[Task details]:
From the listing below, pull each line that includes "projection".
|---|
PR #2425, opened 2026-07-23
fix(daemon): release the cap slot held by a tombstoned ghost (#2418)

### LINKED ISSUE #2418: [Detail Bug] Tasks: watch-task concurrency cap can be permanently wedged by tombstoned ghosts
# Detail Bug Report

https://app.detail.dev/org_d0a388e8-ab25-4b0e-bf83-9421012703cd/bugs/bug_d596ada6-7d81-48c7-b6f4-2934d6308812

Introduced in [#1899](https://github.com/sachiniyer/agent-factory/pull/1899) by @sachiniyer on Jul 17, 2026

# Summary
- **Context**: The watch-task concurrency cap (#1892) counts in-flight task runs across three sources: reservations, loaded instances, and "ghost" rows that failed to load.
- **Bug**: A tombstoned session (UserKilled=true) that fails to load is incorrectly counted against `max_concurrent_runs` indefinitely.
- **Actual vs. expected**: A tombstoned ghost holds a slot forever, but should release it immediately since the user explicitly killed the session.
- **Impact**: A capped task can become permanently wedged at its limit, blocking all future event deliveries until the ghost record is manually repaired or deleted.

# Code with Bug
```go
// File: daemon/daemon.go
if item.TaskID != "" && item.TaskRunActive && !item.StartupStateUnknown {
    ghostTaskRuns[taskRunReservationKey(repoID, item.TaskID)]++  // <-- BUG 🔴 counts UserKilled tombstones as active ghost runs
    ...
}
```

# Explanation
The ghost counter is meant to approximate how many task runs would be in-flight if the session rows could be loaded into instances. For sessions that are already terminal and will never be restored, they should not hold a concurrency slot.

A session with `UserKilled=true` is a persisted kill-intent tombstone; runtime actions are rejected for such sessions, and the tombstone is not cleared by UI-level “revert kill” (it only clears an in-memory overlay). If such a tombstoned session also fails to load (becomes a “ghost”), the code above still increments `ghostTaskRuns` as long as `TaskRunActive=true`, and there is no automatic cleanup/retry path guaranteed for ghosts that can’t be reconstructed. Result: the concurrency cap sees a permanently in-flight run and blocks all future deliveries.

## Codebase Inconsistency
Loaded-instance logic already treats tombstoned sessions as not restorable / not holding a slot:

```go
// File: daemon/watch_concurrency_lost_test.go
t.Run("a tombstoned lost session releases its slot", func(t *testing.T) {
    inst := newLost(t, "killed")
    inst.MarkUserKilled()
    if canAutoRestoreLostSession(inst.LifecycleView()) {
        t.Fatal("a UserKilled record means finish-this-kill, never restore-this; it must not hold a slot")
    }
})
```

# Failing Test
```go
func TestUserKilledGhostDoesNotHoldSlot(t *testing.T) {
    // 1. Create a task-spawned session
    // 2. Tombstone it: persist UserKilled=true with TaskRunActive=true
    // 3. Make it fail to load (ghost)
    // 4. countTaskRunsLocked returns 1 (BUG) or 0 (FIXED)
}
```

**Before fix**: FAILS with "BUG REPRODUCED: got counted=1, want 0"  
**After fix**: PASSES

# Recommended Fix
```go
// File: daemon/daemon.go
if item.TaskID != "" && item.TaskRunActive && !item.StartupStateUnknown && !item.UserKilled {
    ghostTaskRuns[taskRunReservationKey(repoID, item.TaskID)]++
    ...
}
```

# History
This bug was introduced in commit a4252ec55. The commit added ghost task run counting to prevent sessions that failed to load from bypassing the concurrency cap, but the author did not consider that tombstoned sessions (UserKilled=true) should not hold slots. The UserKilled field had been introduced two weeks earlier in commit 690b4444, but was overlooked when the ghost count logic was added with the condition `item.TaskID != "" && item.TaskRunActive`. Later, commit b32c3948a added `!item.StartupStateUnknown` to the condition, but the UserKilled omission persisted.

sachiniyer:
Fixes #2418.

## The bug

A task-spawned session that the user killed, and which then failed to load, held its `max_concurrent_runs` slot **forever**. The task sits at its limit and every later event parks, with no way back short of hand-editing or deleting the row.

Verified live on `master` (`6f90d5b1`) before fixing — this report is not stale.

## Why it wedges permanently

The two halves of the concurrency counter disagreed about the same session.

The **loaded-instance** half already frees this slot. `holdsTaskRunSlot` defers to `canAutoRestoreLostSession`, which refuses a `UserKilled` record outright — the existing test says it plainly: *"a UserKilled record means finish-this-kill, never restore-this; it must not hold a slot"* (`daemon/watch_concurrency_lost_test.go:212`).

**Ghost** accounting reads raw storage, because the row never became an `Instance` at all, so it reaches its own verdict independently — and that verdict ignored the tombstone.

What makes the disagreement unrecoverable rather than merely wrong is *which* half is missing it. `TaskRunActive` is cleared by **finishing** the kill, and `finishUserKill` only ever runs against an instance in `m.instances` — the one place a ghost is by definition absent. So the bit that would release the slot can only be cleared by the path the row cannot reach. The slot stays held for exactly as long as the row stays unloadable, which for a vanished worktree or an unresolvable backend is indefinitely.

## The fix

One clause, on the raw-row path, next to the `StartupStateUnknown` guard that is already there for the same reason:

```go
if item.TaskID != "" && item.TaskRunActive && !item.StartupStateUnknown && !item.UserKilled {
```

A terminal marker has to release the cap even when the row behind it can no longer be loaded. That is now true of all three terminal markers the ghost path can see.

## Test

`TestUserKilledGhostDoesNotHoldTaskRunSlot`, modeled on the `StartupStateUnknown` sibling next to it. It drives the real production path — `appendInstanceData` → `NewManager` → `RestoreInstances` → `refreshDaemonInstances` → `countTaskRunsLocked` → `admitTaskRunLocked` — with the load forced to fail exactly as a broken row does in production.

It asserts the consequence that actually bites the user, not just the counter: `admitTaskRunLocked` must let the next event land.

Watched it fail first, on the reported symptom:

```
--- FAIL: TestUserKilledGhostDoesNotHoldTaskRunSlot (0.03s)
    watch_concurrency_ghost_test.go:269: tombstoned ghost consumed 1 task slot(s); an explicit kill releases the cap
```

## Adjacent-call-site audit

`daemon/daemon.go:523` is the **only** raw-row projection of task-run activity. Every other consumer of `TaskRunActive` goes through `LifecycleView`/`holdsTaskRunSlot`, which already handles the tombstone via `canAutoRestoreLostSession`. No other site needed the same clause.

## Gate

- `scripts/lint-file-length.sh` passed (985 files)
- Full suite via `make test-container` on the pushed head — SHA noted in a follow-up comment

## Review

The codex GitHub app is rate-limited until Jul 28. Requesting once; if it stays silent I'll say so explicitly on this PR rather than implying a clean review, and Captain Claude runs an independent review on this exact head before merge.

— Captain Claude

### DIFF
--- a/daemon/daemon.go
+++ b/daemon/daemon.go
@@ -512,7 +512,15 @@ func refreshDaemonInstances(existing map[string]*session.Instance) (map[string]*
 				// TaskRunActive on that transition, but keep this raw-row projection
 				// defensive for a record written by an intermediate/older build: a
 				// contradictory stale bit must not wedge max_concurrent_runs forever.
-				if item.TaskID != "" && item.TaskRunActive && !item.StartupStateUnknown {
+				// UserKilled is terminal in the same way and matters more here, because
+				// the ghost path is the one place its slot can never be released
+				// otherwise: holdsTaskRunSlot already frees a tombstoned INSTANCE (via
+				// canAutoRestoreLostSession — "finish-this-kill, never restore-this"),
+				// but the bit is only cleared by finishing the kill, and finishUserKill
+				// runs against m.instances, which is exactly where a ghost is absent. A
+				// tombstoned row that stops loading would therefore hold its slot for
+				// good and park every later event for that task (#2418).
+				if item.TaskID != "" && item.TaskRunActive && !item.StartupStateUnknown && !item.UserKilled {
 					ghostTaskRuns[taskRunReservationKey(repoID, item.TaskID)]++
 					log.WarningLog.Printf("watch task %s: session %q failed to load but its run is still counted against max_concurrent_runs (#1892); kill or repair the session to release its slot", item.TaskID, item.Title)
 				}
--- a/daemon/watch_concurrency_ghost_test.go
+++ b/daemon/watch_concurrency_ghost_test.go
@@ -207,6 +207,72 @@ func TestStartupUnknownGhostDoesNotHoldTaskRunSlot(t *testing.T) {
 	}
 }
 
+// TestUserKilledGhostDoesNotHoldTaskRunSlot covers the kill tombstone (#1108) on
+// the raw-row path. The loaded-instance half already frees this slot —
+// holdsTaskRunSlot defers to canAutoRestoreLostSession, which refuses a UserKilled
+// record ("finish-this-kill, never restore-this"). Ghost accounting reads storage
+// directly, so it has to reach the same verdict on its own or the two halves
+// disagree about the same session.
+//
+// Disagreeing here is unrecoverable rather than merely wrong. A tombstone is
+// cleared by FINISHING the kill, and finishUserKill only ever runs against an
+// instance in m.instances — the one place a ghost is by definition absent. So the
+// bit that would release the slot can only be cleared by the path the row cannot
+// reach, and the cap stays at its limit for as long as the row is unloadable:
+// every later event for that task parks forever. That is the same
+// wedged-cap failure TestGhostTaskRunReleasesWhenItsRunIsOver and
+// TestStartupUnknownGhostDoesNotHoldTaskRunSlot exist to prevent, arrived at
+// through the third terminal marker (#2418).
+func TestUserKilledGhostDoesNotHoldTaskRunSlot(t *testing.T) {
+	t.Setenv("AGENT_FACTORY_HOME", t.TempDir())
+	repoPath := setupControlRepo(t)
+	repo, err := config.RepoFromPath(repoPath)
+	if err != nil {
+		t.Fatalf("RepoFromPath: %v", err)
+	}
+	const title = "tombstoned-ghost"
+	// The wedge as it reaches disk: the user killed the session, so the tombstone
+	// is committed, but the run marker was never cleared — the kill did not get to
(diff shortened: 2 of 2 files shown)


sachiniyer:
## Gate — head `769186643b219f930cf1aedad7ecd1fd6207af7f`

Full suite via `make test-container`, run on the pushed head above. **All packages green**, including the two this change touches:

```
ok  	github.com/sachiniyer/agent-factory/daemon	177.997s
ok  	github.com/sachiniyer/agent-factory/session	36.372s
```

| gate | result |
| --- | --- |
| `gofmt -l .` | clean |
| `go build ./...` | clean |
| `scripts/lint-file-length.sh` | passed (985 files, 0 grandfathered) |

Fail-first was observed before the fix, on the reported symptom — `tombstoned ghost consumed 1 task slot(s)`.

@codex review

sachiniyer:

- all four static gates clean

— Captain Claude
|---|
[Solved exercise]:
`daemon/daemon.go:523` is the **only** raw-row projection of task-run activity. Every other consumer of `TaskRunActive` goes through `LifecycleView`/`holdsTaskRunSlot`, which already handles the tombstone via `canAutoRestoreLostSession`. No other site needed the same clause.
 				// TaskRunActive on that transition, but keep this raw-row projection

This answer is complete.